Collected data entries
※

PR #212, opened 2022-09-09
Introduce CredentialStoredEvent.

JayNewstrom:


auth-foundation/src/main/java/com/okta/authfoundation/credential/events/CredentialStoredEvent.kt
```diff
@@ -0,0 +1,40 @@
...
+ * limitations under the License.
+ */
+package com.okta.authfoundation.credential.events
+
+import com.okta.authfoundation.credential.Credential
+import com.okta.authfoundation.credential.Token
+import com.okta.authfoundation.events.EventHandler
+
+/**
+ * Emitted via [EventHandler.onEvent] when a [Credential.storeToken] was invoked after a [Credential.delete] call.
```
rajdeepnanua-okta, line 23: What is ```CredentialStoredAfterRemovedEvent``` for then?

JayNewstrom: This was a copy/pasta from that event 🙈 I'll fix the docs.

Good catch!

rajdeepnanua-okta (approved):

PR #214, opened 2022-09-11
Expose an errorIdentifier for IdTokenValidator.

### LINKED ISSUE #178: Explicit types/codes for errors

The old SDK uses explicit types for errors. For our use case, we map these errors to error codes so we can corroborate user reports with our crash logs. We don't use the error message itself to not expose information that could be used to aid a malicious user.

This new SDK is using a generic Error types with strings, which makes this approach brittle since strings can be changed without any obvious sign.

It would be great if the errors could be distinguished by type or by codes.

No idea

_No response_

### Additional Information?

_No response_

JayNewstrom:
Closes #178


JayNewstrom:
@idomo1 does this help with your use case?

rajdeepnanua-okta (approved):

idomo1:
@JayNewstrom Sorry for the late reply. Yes this is great, thanks!

PR #215, opened 2022-09-12
Add rate limit handling for network requests

rajdeepnanua-okta:


test-helpers/src/main/java/com/okta/testhelpers/NetworkDispatcher.kt
```diff
@@ -60,13 +60,9 @@ class NetworkDispatcher : Dispatcher() {
     }
 
     override fun dispatch(request: RecordedRequest): MockResponse {
-        var matchedEntry: Entry? = null
         val oktaRequest = OktaRecordedRequest(request)
-        enqueuedResponses.forEach { entry ->
-            if (entry.requestMatcher(oktaRequest)) {
-                matchedEntry = entry
-                return@forEach
-            }
```
rajdeepnanua-okta, line 69: This didn't seem to return the first matched request, but instead the last matched request. return@forEach didn't seem to stop forEach. So, I replaced .forEach with .first

test-helpers/src/main/java/com/okta/testhelpers/OktaRule.kt
```diff
@@ -54,11 +55,12 @@ class OktaRule(
     fun createConfiguration(
         okHttpClient: OkHttpClient = this.okHttpClient,
         cache: Cache = AuthFoundationDefaults.cache,
+        eventHandlers: List<EventHandler> = emptyList(),
     ) = OidcConfiguration(
         clientId = "unit_test_client_id",
         defaultScope = "openid email profile offline_access",
         okHttpClientFactory = { okHttpClient },
-        eventCoordinator = EventCoordinator(eventHandler),
+        eventCoordinator = EventCoordinator(listOf(eventHandler) + eventHandlers),
```
JayNewstrom, line 63: You might be able to avoid a lot of the dance (here and in individual tests) by using the `RecordingEventHandler.registerEventHandler`

auth-foundation/src/main/java/com/okta/authfoundation/client/internal/NetworkUtils.kt
```diff
@@ -117,6 +122,47 @@ internal suspend fun <T> OidcConfiguration.internalPerformRequest(
     }
 }
 
+internal suspend fun OidcConfiguration.internalGetResponseWithRateLimitHandlingFor(
+    request: Request
+): Response {
+    currentCoroutineContext().ensureActive()
+    val rateLimitErrorCode = 429
+
+     return withContext(ioDispatcher) {
```
JayNewstrom, line 131: You shouldn't need the `withContext`. All threading should be handled elsewhere already (I think).

auth-foundation/src/main/java/com/okta/authfoundation/client/internal/NetworkUtils.kt
```diff
@@ -117,6 +122,47 @@ internal suspend fun <T> OidcConfiguration.internalPerformRequest(
     }
 }
 
+internal suspend fun OidcConfiguration.internalGetResponseWithRateLimitHandlingFor(
```
JayNewstrom, line 125: I think we should rename this (and make it private?) Maybe just `executeRequest`? Open to ideas. But I don't think we need to have the rate limit name in it, that's an implementation detail.

auth-foundation/src/main/java/com/okta/authfoundation/credential/events/RateLimitExceededEvent.kt
```diff
@@ -0,0 +1,47 @@
...
+import okhttp3.Request
+import okhttp3.Response
+
+/**
+ * Emitted via [EventHandler.onEvent] when a network request receives 429 http status code (rate limit exceeded).
+ *
+ * The default implementation retries the request 3 times, with a minimum delay of 5 seconds between each request.
+ * See [maxRetries] and [minDelaySeconds]
+ */
+class RateLimitExceededEvent internal constructor(
```
JayNewstrom, line 28: You'll need to run `./gradlew apiDump` before lint will pass.

(PS, I normally do `./gradlew apiDump testDebugUnitTest spotlessApply` before committing).

auth-foundation/src/main/java/com/okta/authfoundation/credential/events/RateLimitExceededEvent.kt
```diff
@@ -0,0 +1,47 @@
...
+ * limitations under the License.
+ */
+package com.okta.authfoundation.credential.events
+
+import com.okta.authfoundation.events.EventHandler
+import okhttp3.Request
+import okhttp3.Response
+
+/**
+ * Emitted via [EventHandler.onEvent] when a network request receives 429 http status code (rate limit exceeded).
```
JayNewstrom, line 23:
```suggestion
 * Emitted via [EventHandler.onEvent] when a network request receives 429 HTTP status code (rate limit exceeded).
```

JayNewstrom, line 23: Can we link to the developer docs page from here as well?

test-helpers/src/main/java/com/okta/testhelpers/OktaRule.kt
rajdeepnanua-okta: Oh cool. Did not realize that existed

auth-foundation/src/main/java/com/okta/authfoundation/client/internal/NetworkUtils.kt
rajdeepnanua-okta: That does sound better, and captures exactly what it does. Will change the name to that

auth-foundation/src/main/java/com/okta/authfoundation/client/internal/NetworkUtils.kt
```diff
@@ -117,6 +122,45 @@ internal suspend fun <T> OidcConfiguration.internalPerformRequest(
...
+
+    if (response.code == rateLimitErrorCode) {
+        val event = RateLimitExceededEvent(request, response)
+        eventCoordinator.sendEvent(event)
+
+        for (i in 1..event.maxRetries) {
+            val timeToResetSeconds: Long
+            val requestId: String?
+            response.use {
+                val responseTimeSeconds = response.headers.getDate("Date")?.time?.milliseconds?.inWholeSeconds
```
JayNewstrom, line 141: Can you add a test where this is malformed? (for example, the date is `abcde`

auth-foundation/src/main/java/com/okta/authfoundation/client/internal/NetworkUtils.kt
```diff
@@ -117,6 +122,45 @@ internal suspend fun <T> OidcConfiguration.internalPerformRequest(
...
+                val retryTimeSeconds = response.header("X-Rate-Limit-Reset")?.toLong()
```
JayNewstrom, line 142: Can you add a test where this is malformed? For example the request id is `abcde`

auth-foundation/src/test/java/com/okta/authfoundation/client/NetworkUtilsTest.kt
```diff
@@ -354,6 +364,371 @@ class NetworkingTest {
...
         assertThat((result as OidcClientResult.Success<String>).result).isEqualTo("bar")
     }
+
+    @Test fun testPerformRequestWithNon429ErrorHasNoRetry(): Unit = runTest {
+        oktaRule.enqueue(path("/test")) { response ->
+            response.setResponseCode(401)
+            response.setBody("""{"foo":"bar"}""")
+        }
+        oktaRule.enqueue(path("/test")) { response ->
+            throw(IllegalStateException("Retried request after getting non-429 response."))
```
JayNewstrom, line 374: This is a super nit pick, but the syntax here is a little different than I'd expect.
```suggestion
            throw IllegalStateException("Retried request after getting non-429 response.")
```

Similar thing in other tests as well.

You can also remove the `response ->` from the line above in these.

rajdeepnanua-okta: Sure, that sounds good. Removing ```response ->``` gives me an override ambiguity error for some reason, so I'm leaving that in

JayNewstrom: You can make response `_` instead, which will remove the warning.

auth-foundation/src/main/java/com/okta/authfoundation/client/internal/NetworkUtils.kt
```diff
@@ -117,6 +122,45 @@ internal suspend fun <T> OidcConfiguration.internalPerformRequest(
...
+        val event = RateLimitExceededEvent(request, response)
+        eventCoordinator.sendEvent(event)
+
+        for (i in 1..event.maxRetries) {
+            val timeToResetSeconds: Long
+            val requestId: String?
+            response.use {
+                val responseTimeSeconds = response.headers.getDate("Date")?.time?.milliseconds?.inWholeSeconds
+                val retryTimeSeconds = response.header("X-Rate-Limit-Reset")?.toLongOrNull()
+                requestId = response.header("X-Okta-Request-Id")
```
JayNewstrom, line 143: What happens if multiple of any of these headers exist? `response.headers().values("foo")` returns a list (HTTP allows multiple response headers with the same key. One of your recent test additions sets multiple response headers, which made me think of this.

rajdeepnanua-okta: Good question. Going to look further into that. I didn't realize earlier that I was setting multiple response headers with the same key. I thought it was replacing the key, but didn't check the response in detail.

rajdeepnanua-okta: In this case, the value of the header appearing last in the response is taken. Also, the setHeader in OkHttp replaces the currently set value if the header already exists in the response, so I'm not testing that at the moment. Picking the last value in the response is something OkHttp is doing. So, is that something I should add a test for?

JayNewstrom: Sounds good. Thanks for looking into this! I'm fine without an explicit test for this 👍

JayNewstrom (approved):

※

**Exercise instructions**.
In the records above, find each line that holds the word "docs"; copy all such lines.

**Reply**.
JayNewstrom: This was a copy/pasta from that event 🙈 I'll fix the docs.
JayNewstrom, line 23: Can we link to the developer docs page from here as well?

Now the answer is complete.